Prompt
Make an exact copy of the lines below.

Provided entries
PR #747, opened 2025-06-24
Include validator name in pass message for RecordCountPercentChangeValidator and RecordCountVarianceValidator

kvoli:
This is useful when debugging producer cycles, to view which validators have run successfully.

### DIFF
--- a/hollow/src/main/java/com/netflix/hollow/api/producer/validation/RecordCountPercentChangeValidator.java
+++ b/hollow/src/main/java/com/netflix/hollow/api/producer/validation/RecordCountPercentChangeValidator.java
@@ -30,7 +30,7 @@ public class RecordCountPercentChangeValidator implements ValidatorListener {
 
     @Override
     public String getName() {
-        return NAME;
+        return NAME + "_" + typeName;
     }
 
     @Override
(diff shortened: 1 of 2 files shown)


azeng-netflix (approved):

hollow/src/main/java/com/netflix/hollow/api/producer/validation/RecordCountPercentChangeValidator.java
```diff
@@ -79,7 +79,10 @@ private ValidationResult validateChanges(HollowTypeReadState typeState) {
                         (removedPercentageThreshold < 0 || removedPercent < removedPercentageThreshold) &&
                         (updatedPercentageThreshold < 0 || updatedPercent < updatedPercentageThreshold);
         if (pass) {
-            return builder.passed();
+            return builder.passed(String.format(
+                    "%s added=%.2f%% (<%.2f%%), removed=%.2f%% (<%.2f%%), updated=%.2f%% (<%.2f%%)",
+                    getName(), addedPercent * 100, addedPercentageThreshold * 100,  removedPercent * 100,
+                    removedPercentageThreshold * 100, updatedPercent * 100, updatedPercentageThreshold * 100));
```
spjegan, line 85: It would be nice to have the `type` here. Can you update the `getName` method to include the `type` also, similar to [this](https://github.com/Netflix/hollow/blob/master/hollow/src/main/java/com/netflix/hollow/api/producer/validation/RecordCountVarianceValidator.java#L90)

kvoli: Good idea, done.

spjegan (approved):

kvoli:
TYFTR!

Problem solution
PR #747, opened 2025-06-24
Include validator name in pass message for RecordCountPercentChangeValidator and RecordCountVarianceValidator

kvoli:
This is useful when debugging producer cycles, to view which validators have run successfully.

### DIFF
--- a/hollow/src/main/java/com/netflix/hollow/api/producer/validation/RecordCountPercentChangeValidator.java
+++ b/hollow/src/main/java/com/netflix/hollow/api/producer/validation/RecordCountPercentChangeValidator.java
@@ -30,7 +30,7 @@ public class RecordCountPercentChangeValidator implements ValidatorListener {
 
     @Override
     public String getName() {
-        return NAME;
+        return NAME + "_" + typeName;
     }
 
     @Override
(diff shortened: 1 of 2 files shown)


azeng-netflix (approved):

hollow/src/main/java/com/netflix/hollow/api/producer/validation/RecordCountPercentChangeValidator.java
```diff
@@ -79,7 +79,10 @@ private ValidationResult validateChanges(HollowTypeReadState typeState) {
                         (removedPercentageThreshold < 0 || removedPercent < removedPercentageThreshold) &&
                         (updatedPercentageThreshold < 0 || updatedPercent < updatedPercentageThreshold);
         if (pass) {
-            return builder.passed();
+            return builder.passed(String.format(
+                    "%s added=%.2f%% (<%.2f%%), removed=%.2f%% (<%.2f%%), updated=%.2f%% (<%.2f%%)",
+                    getName(), addedPercent * 100, addedPercentageThreshold * 100,  removedPercent * 100,
+                    removedPercentageThreshold * 100, updatedPercent * 100, updatedPercentageThreshold * 100));
```
spjegan, line 85: It would be nice to have the `type` here. Can you update the `getName` method to include the `type` also, similar to [this](https://github.com/Netflix/hollow/blob/master/hollow/src/main/java/com/netflix/hollow/api/producer/validation/RecordCountVarianceValidator.java#L90)

kvoli: Good idea, done.

spjegan (approved):

kvoli:
TYFTR!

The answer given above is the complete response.